Researchers at Idaho National Laboratory (INL), in collaboration with General Electric and supported by the US Department of Energy (DOE), have made significant advancements in the development of high-assay low-enriched uranium (HALEU) fuel pellets for next-generation nuclear reactors.
Jennifer K. Watkins, Ph.D., U.S. WIN member, explains her role in this accomplishment.
Jennifer K. Watkins, Ph.D.
Summarize your career up to your current role
I spent 16 years in a finance position for a municipality and decided I wanted to do something else. I went back to school to finish my bachelor’s degree and was introduced to materials science. During my undergraduate career, I started working as a research assistant in the Advanced Materials Laboratory at Boise State University. It was during that time that I discovered the benefits of what nuclear energy has to offer and began my work in advanced nuclear fuel technology. My advisor offered me a graduate position and I opted to continue my education pursuing a doctorate in Materials Science & Engineering. I was fortunate to receive a Department of Energy Nuclear Energy University Program graduate fellowship, which allowed me to intern for 6 months at INL. During that time, I assisted with fabrication of U3Si2 fuel pellets, which were the first non-oxide fuel pellets to be irradiated in a commercial nuclear reactor. That experience led me to the INL Graduate Fellow program. That program allowed me to finish my coursework at Boise State, after which I transitioned to INL full-time to complete my Ph.D. research, focusing mainly on uranium nitride projects. After defending my dissertation, I took a full-time staff position at INL continuing my work in fabrication and synthesis of advanced technology nuclear fuels.
Why did you decide to work in this area (HALEU)?
This particular project was a collaboration with industry to show that HALEU pellets could be fabricated to commercial standards utilizing the available feedstock at INL. HALEU fuel will be essential for use in advanced reactors which are slated to be demonstrated within the next decade.

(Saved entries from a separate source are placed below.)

PR #430, opened 2023-11-17
Feature/standard layout input

### LINKED ISSUE #365: [IMPROVEMENT] Input/output/update data structures as standard layout

mgovers:
Fixes #365 

Implements all input, output and update data structures as standard layout by using flat attribute expansion in the generated code. conversions to former base types is now done using `reinterpret_cast`

Relates to #241 and #276


power_grid_model_c/power_grid_model/include/power_grid_model/auxiliary/input.hpp
```diff
@@ -21,36 +21,78 @@ struct BaseInput {
...
-struct NodeInput : BaseInput {
+static_assert(std::is_standard_layout_v<BaseInput>);
+
+struct NodeInput {
+    ID id;  // ID of the object
     double u_rated;  // rated line-line voltage
+
+    // implicit conversions to BaseInput
+    operator BaseInput&() { return reinterpret_cast<BaseInput&>(*this); }
+    operator BaseInput const&() const { return reinterpret_cast<BaseInput const&>(*this); }
```
mgovers, line 32: every implicit conversion introduces 2 new sonar cloud code smells. that's 4 per base type, and 250 new ones in total.

I'm personally not a fan of adding `// NOSONAR` to every single line.

I've also read that it's also possible to do `*static_cast<BaseInput*>(static_cast<void*>(this))`. if the alignment is the same, it should actually be possible to do directly `*static_cast<BaseInput*>(this)`, but for some reason that's not working here. see also https://www.open-std.org/jtc1/sc22/wg21/docs/cwg_defects.html#1120 and https://godbolt.org/z/E884oTEqr

In addition, it also complains that we should use `std::bit_cast` when dealing with types that have no additional attributes (e.g. `SensorShortCircuitOutput`). In those cases, shouldn't we just use e.g. `using SensorShortCircuitOutput = BaseOutput` instead?

power_grid_model_c/power_grid_model/include/power_grid_model/auxiliary/input.hpp
```diff
@@ -21,36 +21,78 @@ struct BaseInput {
...
 };
 
-struct BranchInput : BaseInput {
+static_assert(std::is_standard_layout_v<NodeInput>);
```
mgovers, line 35: should i also check that the pointer to all base attribute members and/or alignment are identical? e.g.

```suggestion
static_assert(std::is_standard_layout_v<NodeInput>);
static_assert(std::alignment_of_v<NodeInput> == std::alignment_of_v<BaseInput>);
static_assert(offsetof(NodeInput, id) == offsetof(BaseInput, id));
```

power_grid_model_c/power_grid_model/include/power_grid_model/auxiliary/input.hpp
TonyXiang8787: Let's not make thing more difficult. We know what we are doing with `reintepret_cast` here. Just disable globally the warning from SonarCloud.

power_grid_model_c/power_grid_model/include/power_grid_model/auxiliary/input.hpp
TonyXiang8787: It should be check on `>=`. As long as the alignment of "child" class is bigger or equal than de "parent" class, it should be fine.

TonyXiang8787: assert of `offsetof` is good.

TonyXiang8787: @mgovers  is this comment resolved and the PR is ready for review again?

mgovers: no not yet, i've implemented, but i'm still struggling to find a good way to deal with the template case without getting 1000000 static checks per component type and it makes the files unreadable.

i can also add those static asserts to a separate file, e.g. `input_static_checks.hpp` that is then included in `update.hpp` so as to not affect the readability of the dataset declarations

any thoughts?

mgovers: put into separate directory `<...>/auxiliary/static_asserts/<...>.hpp`

mgovers:
@TonyXiang8787 this is ready for review

mgovers (commented):
should i also revert parts of https://github.com/PowerGridModel/power-grid-model/pull/276/files#diff-2bac4fa15db710784f8450b130e98864e112b2b5e4b104c0470f876d5894f4eeL138-R141 ? or is that not necessary? or maybe we can use `offsetof` also in those functions?

mgovers:
@TonyXiang8787 did everything as discussed, including conversion to base types.

The following is created in #435 

> should i also revert parts of https://github.com/PowerGridModel/power-grid-model/pull/276/files#diff-2bac4fa15db710784f8450b130e98864e112b2b5e4b104c0470f876d5894f4eeL138-R141 ? or is that not necessary? or maybe we can use `offsetof` also in those functions?

TonyXiang8787 (approved):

What were the main challenges you faced during the development of the HALEU fuel pellets?
Ensuring we had met all the commercial standards required by our collaborator.

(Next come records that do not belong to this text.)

PR #437, opened 2023-11-23
Fix/fix inverse drift

mgovers:
there was a bug in the inverse for the power sensor where the direction was not provided correctly.

@nitbharambe i've got a reduced version of the data you provided. Is that something that we can share? Or is that confidential and I need to make another validation test case manually?


TonyXiang8787 (approved):

nitbharambe:
I guess the exact same is not good. Maybe multiply all power by a random number each would do

mgovers:
> exact same is not good. Maybe multiply all power by a random nu

ok will do

mgovers:
> > exact same is not good. Maybe multiply all power by a random nu
> 
> ok will do

not random but arbitrary. should do the trick

nitbharambe (approved):

PR #438, opened 2023-11-27
Newton Raphson State Esimation Implementation

nitbharambe:
Relates to #369 

The tests `distribution-case` and `sensor-update` are marked as xfail.
The fails are minor differences and pattern is difficult to find. Needs deeper dive.


power_grid_model_c/power_grid_model/include/power_grid_model/math_solver/newton_raphson_se_solver.hpp
```diff
@@ -21,17 +22,443 @@ namespace power_grid_model {
...
+
+    GetterType<0, 0> theta() { return this->template get_val<0, 0>(); }
+    GetterType<1, 0> v() { return this->template get_val<1, 0>(); }
+    GetterType<2, 0> phi_theta() { return this->template get_val<2, 0>(); }
+    GetterType<3, 0> phi_v() { return this->template get_val<3, 0>(); }
+
+    GetterType<0, 0> eta_theta() { return this->template get_val<0, 0>(); }
+    GetterType<1, 0> eta_v() { return this->template get_val<1, 0>(); }
+    GetterType<2, 0> tau_theta() { return this->template get_val<2, 0>(); }
+    GetterType<3, 0> tau_v() { return this->template get_val<3, 0>(); }
```
petersalemink95, line 41: There is a mistake here for tau and phi, please see the suggestion below. Note that this might affect the rest of the codebase, so that should be updated as well. I've added it to the mathematical workout as clarification

```suggestion
    GetterType<0, 0> theta() { return this->template get_val<0, 0>(); }
    GetterType<1, 0> v() { return this->template get_val<1, 0>(); }
    GetterType<2, 0> phi_p() { return this->template get_val<2, 0>(); }
    GetterType<3, 0> phi_q() { return this->template get_val<3, 0>(); }

    GetterType<0, 0> eta_theta() { return this->template get_val<0, 0>(); }
    GetterType<1, 0> eta_v() { return this->template get_val<1, 0>(); }
    GetterType<2, 0> tau_p() { return this->template get_val<2, 0>(); }
    GetterType<3, 0> tau_q() { return this->template get_val<3, 0>(); }
```

power_grid_model_c/power_grid_model/include/power_grid_model/math_solver/newton_raphson_se_solver.hpp
```diff
@@ -21,17 +22,443 @@ namespace power_grid_model {
...
+};
+
+// block class for the right hand side in state estimation equation
+template <bool sym> using NRSERhs = NRSEUnknown<sym>;
+
+// class of 4*4 (12*12) se gain block
+/*
+[
+   [G, QH]
```
petersalemink95, line 50:
```suggestion
   [G, QT]
```

We do the transpose of Q, not hermitian transpose, since we're working with real values here

power_grid_model_c/power_grid_model/include/power_grid_model/math_solver/newton_raphson_se_solver.hpp
```diff
@@ -21,17 +22,443 @@ namespace power_grid_model {
...
+
+    GetterType<0, 0> g_P_theta() { return this->template get_val<0, 0>(); }
+    GetterType<0, 1> g_P_v() { return this->template get_val<0, 1>(); }
+    GetterType<1, 0> g_Q_theta() { return this->template get_val<1, 0>(); }
+    GetterType<1, 1> g_Q_v() { return this->template get_val<1, 1>(); }
+
+    GetterType<0, 2> qh_P_theta() { return this->template get_val<0, 2>(); }
+    GetterType<0, 3> qh_P_v() { return this->template get_val<0, 3>(); }
+    GetterType<1, 2> qh_Q_theta() { return this->template get_val<1, 2>(); }
+    GetterType<1, 3> qh_Q_v() { return this->template get_val<1, 3>(); }
```
petersalemink95, line 70:
```suggestion
    GetterType<0, 2> qt_P_theta() { return this->template get_val<0, 2>(); }
    GetterType<0, 3> qt_P_v() { return this->template get_val<0, 3>(); }
    GetterType<1, 2> qt_Q_theta() { return this->template get_val<1, 2>(); }
    GetterType<1, 3> qt_Q_v() { return this->template get_val<1, 3>(); }
```

power_grid_model_c/power_grid_model/include/power_grid_model/math_solver/newton_raphson_se_solver.hpp
```diff
@@ -21,17 +22,443 @@ namespace power_grid_model {
...
 template <bool sym> class NewtonRaphsonSESolver {
+
+    struct NRSEJacobian {
+        struct i_side_block {};
+        struct j_side_block {};
+
+        RealTensor<sym> dP_dt{};
+        RealTensor<sym> dP_dv{};
+        RealTensor<sym> dQ_dt{};
+        RealTensor<sym> dQ_dv{};
```
petersalemink95, line 93: Maybe it whould be nice to be explicit here, i.e. use `theta` instead of `t`. What do you think?

```suggestion
        RealTensor<sym> dP_dtheta{};
        RealTensor<sym> dP_dv{};
        RealTensor<sym> dQ_dtheta{};
        RealTensor<sym> dQ_dv{};
```

nitbharambe: It looked good when all things were multiplying together as it aligned well :D

mgovers: blue pill/red pill 💀

petersalemink95: Okay, let's keep it `dt` then

power_grid_model_c/power_grid_model/include/power_grid_model/math_solver/newton_raphson_se_solver.hpp
```diff
@@ -21,17 +22,443 @@ namespace power_grid_model {
...
-    MathOutput<sym> run_state_estimation(YBus<sym> const& /* y_bus */, StateEstimationInput<sym> const& /* input */,
-                                         double /* err_tol */, Idx /* max_iter */,
-                                         CalculationInfo& /* calculation_info */) {
-        // hide implementation
-        return {};
+    NewtonRaphsonSESolver(YBus<sym> const& y_bus, std::shared_ptr<MathModelTopology const> topo_ptr)
+        : n_bus_{y_bus.size()},
+          math_topo_{std::move(topo_ptr)},
+          data_gain_(y_bus.nnz_lu()),
+          del_x_rhs_(y_bus.size()),
```
petersalemink95, line 101: I am not finished with looking at the entire implementation so maybe it might be correct now, just writing down doubts on the way. Shouldn't this be:
```suggestion
          del_x_rhs_(2 * y_bus.size()),
```
Since `delta_x` is a `2 * N_b` vector

power_grid_model_c/power_grid_model/include/power_grid_model/math_solver/newton_raphson_se_solver.hpp
```diff
@@ -21,17 +22,443 @@ namespace power_grid_model {
...
+        sub_timer = Timer(calculation_info, 2221, "Pre-process measured value");
+        MeasuredValues<sym> const measured_values{y_bus.shared_topology(), input};
+
+        // initialize voltage with initial angle
+        sub_timer = Timer(calculation_info, 2223, "Initialize voltages");
+        RealValue<sym> const mean_angle_shift = measured_values.mean_angle_shift();
+        for (Idx bus = 0; bus != n_bus_; ++bus) {
+            x_[bus].v() = 1.0;
+            x_[bus].theta() = mean_angle_shift + math_topo_->phase_shift[bus];
+            output.u[bus] = exp(1.0i * x_[bus].theta());
```
petersalemink95, line 128: Do we need to have the complex value `U` here? Shouldn't we just calculate with `V` and `theta`?

power_grid_model_c/power_grid_model/include/power_grid_model/math_solver/newton_raphson_se_solver.hpp
nitbharambe: The input is the number of blocks in total, hence size of ybus

power_grid_model_c/power_grid_model/include/power_grid_model/math_solver/newton_raphson_se_solver.hpp
```diff
@@ -21,17 +22,443 @@ namespace power_grid_model {
...
+
+        // loop data index, all rows and columns
+        for (Idx row = 0; row != n_bus_; ++row) {
+            auto const& ui = current_u[row];
+            RealValue<sym> const& abs_ui = x_[row].v();
+            auto const unit_ui = exp(1.0i * x_[row].theta());
+            NRSERhs<sym>& rhs_block = del_x_rhs_[row];
+            rhs_block = NRSERhs<sym>{};
+            NRSEGainBlock<sym>& diag_block = data_gain_[y_bus.lu_diag()[row]];
+            diag_block = NRSEGainBlock<sym>{};
```
petersalemink95, line 193: Why do you initialize the `diag_block` and then immediately make it an empty block?

power_grid_model_c/power_grid_model/include/power_grid_model/math_solver/newton_raphson_se_solver.hpp
petersalemink95: So you have `delta_x` of length `N_b`, where each entry is a `2x1` vector?

nitbharambe: Yeah sort of. Each block already has `4x1` vector.: The theta, v, phi_p, phi_q
The total entries would then be this multiplied by number of buses

power_grid_model_c/power_grid_model/include/power_grid_model/math_solver/newton_raphson_se_solver.hpp
nitbharambe: It seemed like that there would be an extra multiple calculation if it is not stored. Hence it is stored in both forms, just like NR PF solver.
(Maybe it is not so in the new workout. Will keep/remove as per that.)

power_grid_model_c/power_grid_model/include/power_grid_model/math_solver/newton_raphson_se_solver.hpp
nitbharambe: The above is a reference, a block was needed to write there. It gets initialized only once as there is a condition statement on Line 199-200

power_grid_model_c/power_grid_model/include/power_grid_model/math_solver/newton_raphson_se_solver.hpp
```diff
@@ -170,21 +167,277 @@ template <bool sym> class NewtonRaphsonSESolver {
...
+            // skip for fill-in
+            if (y_bus.map_lu_y_bus()[data_idx_lu] == -1) {
+                continue;
+            }
+            Idx const data_idx_tranpose = y_bus.lu_transpose_entry()[data_idx_lu];
+            data_gain_[data_idx_lu].qt_P_theta() = data_gain_[data_idx_tranpose].q_P_theta();
+            data_gain_[data_idx_lu].qt_P_v() = data_gain_[data_idx_tranpose].q_Q_theta();
+            data_gain_[data_idx_lu].qt_Q_theta() = data_gain_[data_idx_tranpose].q_P_v();
+            data_gain_[data_idx_lu].qt_Q_v() = data_gain_[data_idx_tranpose].q_Q_v();
+        }
```
mgovers, line 362: you can create a separate function for this, e.g. `make_symmetric_from_lower_triangle`

power_grid_model_c/power_grid_model/include/power_grid_model/math_solver/newton_raphson_se_solver.hpp
```diff
@@ -170,21 +167,277 @@ template <bool sym> class NewtonRaphsonSESolver {
     SparseLUSolver<NRSEGainBlock<sym>, NRSERhs<sym>, NRSEUnknown<sym>> sparse_solver_;
     typename SparseLUSolver<NRSEGainBlock<sym>, NRSERhs<sym>, NRSEUnknown<sym>>::BlockPermArray perm_;
 
-    void prepare_matrix_and_rhs(YBus<sym> const& /*y_bus*/, MeasuredValues<sym> const& /*measured_value*/,
-                                ComplexValueVector<sym> const& /*current_u*/) {
+    void prepare_matrix_and_rhs(YBus<sym> const& y_bus, MeasuredValues<sym> const& measured_value,
```
mgovers, line 170: the cognitive complexity of this function is out of the park. please split it up

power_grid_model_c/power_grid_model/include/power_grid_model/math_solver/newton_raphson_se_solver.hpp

What do you see for the future of research at INL?
Expanding in all aspects of nuclear research. New reactor materials and technologies are essential to getting these advanced technologies matured to the point of commercial deployment. Research led by INL in collaboration with industry partners will support these demonstrations and their development.

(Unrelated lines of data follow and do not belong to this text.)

PR #440, opened 2023-11-27
Feature/minimum degree topology

### LINKED ISSUE #433: [FEATURE] In-house minimum degree reordering
# Introduction

Currently we use [`boost::minimum_degree_ordering`](https://www.boost.org/doc/libs/1_83_0/libs/graph/doc/minimum_degree_ordering.html) to re-order the nodes in the cyclic part of the grid. It has some shortcomings:

1. The library is long not maintained with many compilation warnings. We have to tweak a lot on the compiler.
2. The documentation is not very clear about some settings.
3. We also need the list of fill-ins after the reordering. The function does not products that output. So we need to build the graph again with the re-ordered vertices and manually track the fill-ins.

# Proposal

We would like to implement our in-house minimum degree ordering to replace the `boost::minimum_degree_ordering`. Essentially, replace the following code snippert to a separate function module of our own in-house solution.

https://github.com/PowerGridModel/power-grid-model/blob/95212803cd9af486066deeea4d334b558ccf6e1a/power_grid_model_c/power_grid_model/include/power_grid_model/topology.hpp#L313-L404

mgovers:
Fixes #433


power_grid_model_c/power_grid_model/include/power_grid_model/topology.hpp
```diff
@@ -11,13 +11,16 @@
...
+#include "sparse_ordening.hpp"
 
 #include <boost/graph/adjacency_list.hpp>
 #include <boost/graph/compressed_sparse_row_graph.hpp>
 #include <boost/graph/depth_first_search.hpp>
 #include <boost/graph/iteration_macros.hpp>
 #include <boost/graph/minimum_degree_ordering.hpp>
 
+#include <iostream>
+
```
mgovers, line 23: TODO: remove

power_grid_model_c/power_grid_model/include/power_grid_model/sparse_ordening.hpp
```diff
@@ -0,0 +1,243 @@
...
+inline void remove_element_vector_pair(Idx& u, std::vector<std::pair<Idx, Idx>>& dgd) {
+    Idx i = 0;
+    while (i < dgd.size()) {
+        if (dgd[i].first == u) {
+            dgd.erase(dgd.begin() + i);
+            break;
+        } else {
+            i++;
+        }
+    }
```
mgovers, line 29: improve implementation, e.g.

```suggestion
    std::erase_if(dgd, [&u](auto const& v) { v.first == u});
```

power_grid_model_c/power_grid_model/include/power_grid_model/sparse_ordening.hpp
```diff
@@ -0,0 +1,243 @@
...
+inline void set_element_vector_pair(Idx& u, Idx v, std::vector<std::pair<Idx, Idx>>& dgd) {
+    Idx i = 0;
+    while (i < dgd.size()) {
+        if (dgd[i].first == u) {
+            dgd[i].second = v;
+            break;
+        } else {
+            i++;
+        }
+    }
```
mgovers, line 41:
```suggestion
    if (auto& it = std::ranges::find_if(dgd, [&u](auto const& value) { value.first == u; }; auto != dgd.end()) {
        it->second = v;
    }
```

power_grid_model_c/power_grid_model/include/power_grid_model/sparse_ordening.hpp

How did U.S. WIN help you during your career?
Being able to connect with other women in the nuclear industry and finding connections through networking at the U.S. WIN conference and committees has been valuable. Knowing I’ve got support and resources to draw on when I encounter challenging situations is so beneficial, not only in career advancement, but in personal well-being.
How are you promoting U.S. WIN with your colleagues?
I routinely recruit for U.S. WIN; the committees ALWAYS need assistance. I am always talking up the organization through my role on the Communications Committee’s Twitter team and as part of our outreach for Nuclear Science Week.
More about HALEU
Development of HALEU Fuel: HALEU, uranium enriched to between 5% and 20% uranium-235, is essential for advanced nuclear reactors. INL has produced fuel pellets enriched to 15% uranium-235, marking a crucial step in the testing and qualification process.
Advantages of HALEU: HALEU fuel allows for increased in-core lifetimes, higher enrichment, and more uranium-235 atoms per pellet, leading to longer cycle times, less waste, and less downtime for refueling.
Fabrication Techniques: The HALEU fuel pellets were made using a traditional powder metallurgy process, similar to that used for light water reactor fuel, demonstrating the capability to fabricate commercial quality uranium dioxide (UO2) HALEU.
Collaboration with General Electric: INL is collaborating with General Electric to fabricate 100-150 pellets for irradiation in the Advanced Test Reactor, testing the endurance of a prototype cladding material that could improve reactor performance.
DOE’s Role and Funding: The project is funded under the DOE’s Accident Tolerant Fuel Program, which aims to commercialize new fuels within the decade, enhancing plant performance and safety response to severe accidents.
Broader Implications: Demonstrating UO2 HALEU fabrication opens the door for other types of HALEU fuels, such as nitride, boride, carbide, and silicide, which have higher uranium densities and could offer even higher performance levels for advanced reactors.
Commercial Standards: Initial characterization efforts suggest that the high-density pellets produced at INL meet all commercial standards for uranium dioxide, providing options for industry and government agencies to make fuel samples with a wider range of enrichment.
Future Prospects: INL is positioned as the premier place in the US for developing unique and novel fuel concepts, with a wide range of feedstock options and a flexible DOE-based enrichment license allowing adaptability to user needs.